= Records from a data collection =
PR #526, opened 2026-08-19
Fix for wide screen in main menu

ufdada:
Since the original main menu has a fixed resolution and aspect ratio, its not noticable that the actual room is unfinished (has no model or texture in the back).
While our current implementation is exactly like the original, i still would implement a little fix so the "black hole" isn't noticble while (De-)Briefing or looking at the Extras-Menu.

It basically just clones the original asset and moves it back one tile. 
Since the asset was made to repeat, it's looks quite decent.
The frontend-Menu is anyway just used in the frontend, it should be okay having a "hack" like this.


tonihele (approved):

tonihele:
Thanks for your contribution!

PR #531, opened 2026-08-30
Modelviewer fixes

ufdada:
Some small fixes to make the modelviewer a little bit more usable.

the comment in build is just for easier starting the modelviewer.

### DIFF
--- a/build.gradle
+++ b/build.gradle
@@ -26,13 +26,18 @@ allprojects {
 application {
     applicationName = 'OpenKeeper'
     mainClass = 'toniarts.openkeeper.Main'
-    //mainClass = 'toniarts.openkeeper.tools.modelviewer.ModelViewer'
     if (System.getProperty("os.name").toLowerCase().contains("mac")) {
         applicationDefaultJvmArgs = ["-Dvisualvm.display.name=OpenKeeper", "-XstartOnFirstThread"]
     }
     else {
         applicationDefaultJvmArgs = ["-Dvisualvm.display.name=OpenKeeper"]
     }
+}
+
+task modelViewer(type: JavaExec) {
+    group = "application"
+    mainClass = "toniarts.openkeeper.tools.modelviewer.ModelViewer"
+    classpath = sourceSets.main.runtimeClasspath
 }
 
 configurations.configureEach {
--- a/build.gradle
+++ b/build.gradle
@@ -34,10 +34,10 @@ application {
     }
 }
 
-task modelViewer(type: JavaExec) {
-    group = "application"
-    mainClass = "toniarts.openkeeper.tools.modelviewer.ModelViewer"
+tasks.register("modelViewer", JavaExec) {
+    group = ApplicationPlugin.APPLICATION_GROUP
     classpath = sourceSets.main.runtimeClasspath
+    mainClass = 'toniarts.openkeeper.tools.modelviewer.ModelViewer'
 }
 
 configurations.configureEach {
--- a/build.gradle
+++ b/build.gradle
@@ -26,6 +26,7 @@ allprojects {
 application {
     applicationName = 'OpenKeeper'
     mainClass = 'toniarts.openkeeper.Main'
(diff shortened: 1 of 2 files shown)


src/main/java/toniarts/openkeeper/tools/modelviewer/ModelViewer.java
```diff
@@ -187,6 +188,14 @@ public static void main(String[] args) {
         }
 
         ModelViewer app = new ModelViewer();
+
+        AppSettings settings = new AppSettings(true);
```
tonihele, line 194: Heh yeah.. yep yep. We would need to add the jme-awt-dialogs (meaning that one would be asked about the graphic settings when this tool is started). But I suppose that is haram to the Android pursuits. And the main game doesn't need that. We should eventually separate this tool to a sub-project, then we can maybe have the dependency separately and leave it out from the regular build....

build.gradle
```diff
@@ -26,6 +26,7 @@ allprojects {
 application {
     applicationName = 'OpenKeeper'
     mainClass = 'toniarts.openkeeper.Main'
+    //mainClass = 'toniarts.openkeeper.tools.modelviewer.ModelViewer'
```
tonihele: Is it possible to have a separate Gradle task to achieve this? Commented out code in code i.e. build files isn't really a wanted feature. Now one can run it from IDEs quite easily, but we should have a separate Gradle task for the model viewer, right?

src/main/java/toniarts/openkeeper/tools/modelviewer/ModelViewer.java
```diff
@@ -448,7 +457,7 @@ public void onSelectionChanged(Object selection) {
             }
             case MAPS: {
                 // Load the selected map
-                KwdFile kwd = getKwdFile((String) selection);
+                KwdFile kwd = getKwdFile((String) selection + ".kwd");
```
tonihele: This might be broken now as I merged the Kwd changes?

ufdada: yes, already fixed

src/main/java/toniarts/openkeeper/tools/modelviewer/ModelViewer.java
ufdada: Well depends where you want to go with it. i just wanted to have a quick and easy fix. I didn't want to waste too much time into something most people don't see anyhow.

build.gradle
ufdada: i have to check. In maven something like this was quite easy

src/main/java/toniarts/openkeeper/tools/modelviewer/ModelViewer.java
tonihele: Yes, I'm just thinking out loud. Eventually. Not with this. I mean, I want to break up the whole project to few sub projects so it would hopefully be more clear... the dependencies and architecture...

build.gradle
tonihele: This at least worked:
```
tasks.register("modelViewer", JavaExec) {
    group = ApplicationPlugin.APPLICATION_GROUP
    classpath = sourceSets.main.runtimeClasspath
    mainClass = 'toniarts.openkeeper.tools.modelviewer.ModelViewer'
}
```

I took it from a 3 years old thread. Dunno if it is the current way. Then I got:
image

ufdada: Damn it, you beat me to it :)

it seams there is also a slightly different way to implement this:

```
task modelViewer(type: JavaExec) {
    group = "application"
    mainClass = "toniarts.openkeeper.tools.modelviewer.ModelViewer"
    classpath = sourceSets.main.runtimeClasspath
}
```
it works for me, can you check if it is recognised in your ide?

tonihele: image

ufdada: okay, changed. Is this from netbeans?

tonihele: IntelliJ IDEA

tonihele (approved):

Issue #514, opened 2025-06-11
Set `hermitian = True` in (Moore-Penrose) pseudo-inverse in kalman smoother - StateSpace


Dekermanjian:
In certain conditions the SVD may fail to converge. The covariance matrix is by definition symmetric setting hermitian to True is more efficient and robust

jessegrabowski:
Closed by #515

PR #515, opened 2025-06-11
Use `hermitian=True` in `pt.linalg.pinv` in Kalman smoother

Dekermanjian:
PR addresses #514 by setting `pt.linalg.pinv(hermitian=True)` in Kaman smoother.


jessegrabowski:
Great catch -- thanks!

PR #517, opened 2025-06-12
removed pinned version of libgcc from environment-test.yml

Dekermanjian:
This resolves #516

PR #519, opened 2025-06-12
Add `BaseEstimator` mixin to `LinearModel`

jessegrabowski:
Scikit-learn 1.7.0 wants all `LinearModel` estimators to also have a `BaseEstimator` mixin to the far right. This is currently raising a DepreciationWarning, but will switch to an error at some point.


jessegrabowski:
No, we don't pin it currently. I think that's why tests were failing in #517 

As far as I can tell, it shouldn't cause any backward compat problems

= WORK REQUEST =
Would you transcribe every entry exactly?

= TASK OUTPUT =
PR #526, opened 2026-08-19
Fix for wide screen in main menu

ufdada:
Since the original main menu has a fixed resolution and aspect ratio, its not noticable that the actual room is unfinished (has no model or texture in the back).
While our current implementation is exactly like the original, i still would implement a little fix so the "black hole" isn't noticble while (De-)Briefing or looking at the Extras-Menu.

It basically just clones the original asset and moves it back one tile. 
Since the asset was made to repeat, it's looks quite decent.
The frontend-Menu is anyway just used in the frontend, it should be okay having a "hack" like this.


tonihele (approved):

tonihele:
Thanks for your contribution!

PR #531, opened 2026-08-30
Modelviewer fixes

ufdada:
Some small fixes to make the modelviewer a little bit more usable.

the comment in build is just for easier starting the modelviewer.

### DIFF
--- a/build.gradle
+++ b/build.gradle
@@ -26,13 +26,18 @@ allprojects {
 application {
     applicationName = 'OpenKeeper'
     mainClass = 'toniarts.openkeeper.Main'
-    //mainClass = 'toniarts.openkeeper.tools.modelviewer.ModelViewer'
     if (System.getProperty("os.name").toLowerCase().contains("mac")) {
         applicationDefaultJvmArgs = ["-Dvisualvm.display.name=OpenKeeper", "-XstartOnFirstThread"]
     }
     else {
         applicationDefaultJvmArgs = ["-Dvisualvm.display.name=OpenKeeper"]
     }
+}
+
+task modelViewer(type: JavaExec) {
+    group = "application"
+    mainClass = "toniarts.openkeeper.tools.modelviewer.ModelViewer"
+    classpath = sourceSets.main.runtimeClasspath
 }
 
 configurations.configureEach {
--- a/build.gradle
+++ b/build.gradle
@@ -34,10 +34,10 @@ application {
     }
 }
 
-task modelViewer(type: JavaExec) {
-    group = "application"
-    mainClass = "toniarts.openkeeper.tools.modelviewer.ModelViewer"
+tasks.register("modelViewer", JavaExec) {
+    group = ApplicationPlugin.APPLICATION_GROUP
     classpath = sourceSets.main.runtimeClasspath
+    mainClass = 'toniarts.openkeeper.tools.modelviewer.ModelViewer'
 }
 
 configurations.configureEach {
--- a/build.gradle
+++ b/build.gradle
@@ -26,6 +26,7 @@ allprojects {
 application {
     applicationName = 'OpenKeeper'
     mainClass = 'toniarts.openkeeper.Main'
(diff shortened: 1 of 2 files shown)


src/main/java/toniarts/openkeeper/tools/modelviewer/ModelViewer.java
```diff
@@ -187,6 +188,14 @@ public static void main(String[] args) {
         }
 
         ModelViewer app = new ModelViewer();
+
+        AppSettings settings = new AppSettings(true);
```
tonihele, line 194: Heh yeah.. yep yep. We would need to add the jme-awt-dialogs (meaning that one would be asked about the graphic settings when this tool is started). But I suppose that is haram to the Android pursuits. And the main game doesn't need that. We should eventually separate this tool to a sub-project, then we can maybe have the dependency separately and leave it out from the regular build....

build.gradle
```diff
@@ -26,6 +26,7 @@ allprojects {
 application {
     applicationName = 'OpenKeeper'
     mainClass = 'toniarts.openkeeper.Main'
+    //mainClass = 'toniarts.openkeeper.tools.modelviewer.ModelViewer'
```
tonihele: Is it possible to have a separate Gradle task to achieve this? Commented out code in code i.e. build files isn't really a wanted feature. Now one can run it from IDEs quite easily, but we should have a separate Gradle task for the model viewer, right?

src/main/java/toniarts/openkeeper/tools/modelviewer/ModelViewer.java
```diff
@@ -448,7 +457,7 @@ public void onSelectionChanged(Object selection) {
             }
             case MAPS: {
                 // Load the selected map
-                KwdFile kwd = getKwdFile((String) selection);
+                KwdFile kwd = getKwdFile((String) selection + ".kwd");
```
tonihele: This might be broken now as I merged the Kwd changes?

ufdada: yes, already fixed

src/main/java/toniarts/openkeeper/tools/modelviewer/ModelViewer.java
ufdada: Well depends where you want to go with it. i just wanted to have a quick and easy fix. I didn't want to waste too much time into something most people don't see anyhow.

build.gradle
ufdada: i have to check. In maven something like this was quite easy

src/main/java/toniarts/openkeeper/tools/modelviewer/ModelViewer.java
tonihele: Yes, I'm just thinking out loud. Eventually. Not with this. I mean, I want to break up the whole project to few sub projects so it would hopefully be more clear... the dependencies and architecture...

build.gradle
tonihele: This at least worked:
```
tasks.register("modelViewer", JavaExec) {
    group = ApplicationPlugin.APPLICATION_GROUP
    classpath = sourceSets.main.runtimeClasspath
    mainClass = 'toniarts.openkeeper.tools.modelviewer.ModelViewer'
}
```

I took it from a 3 years old thread. Dunno if it is the current way. Then I got:
image

ufdada: Damn it, you beat me to it :)

it seams there is also a slightly different way to implement this:

```
task modelViewer(type: JavaExec) {
    group = "application"
    mainClass = "toniarts.openkeeper.tools.modelviewer.ModelViewer"
    classpath = sourceSets.main.runtimeClasspath
}
```
it works for me, can you check if it is recognised in your ide?

tonihele: image

ufdada: okay, changed. Is this from netbeans?

tonihele: IntelliJ IDEA

tonihele (approved):

Issue #514, opened 2025-06-11
Set `hermitian = True` in (Moore-Penrose) pseudo-inverse in kalman smoother - StateSpace


Dekermanjian:
In certain conditions the SVD may fail to converge. The covariance matrix is by definition symmetric setting hermitian to True is more efficient and robust

jessegrabowski:
Closed by #515

PR #515, opened 2025-06-11
Use `hermitian=True` in `pt.linalg.pinv` in Kalman smoother

Dekermanjian:
PR addresses #514 by setting `pt.linalg.pinv(hermitian=True)` in Kaman smoother.


jessegrabowski:
Great catch -- thanks!

PR #517, opened 2025-06-12
removed pinned version of libgcc from environment-test.yml

Dekermanjian:
This resolves #516

PR #519, opened 2025-06-12
Add `BaseEstimator` mixin to `LinearModel`

jessegrabowski:
Scikit-learn 1.7.0 wants all `LinearModel` estimators to also have a `BaseEstimator` mixin to the far right. This is currently raising a DepreciationWarning, but will switch to an error at some point.


jessegrabowski:
No, we don't pin it currently. I think that's why tests were failing in #517 

As far as I can tell, it shouldn't cause any backward compat problems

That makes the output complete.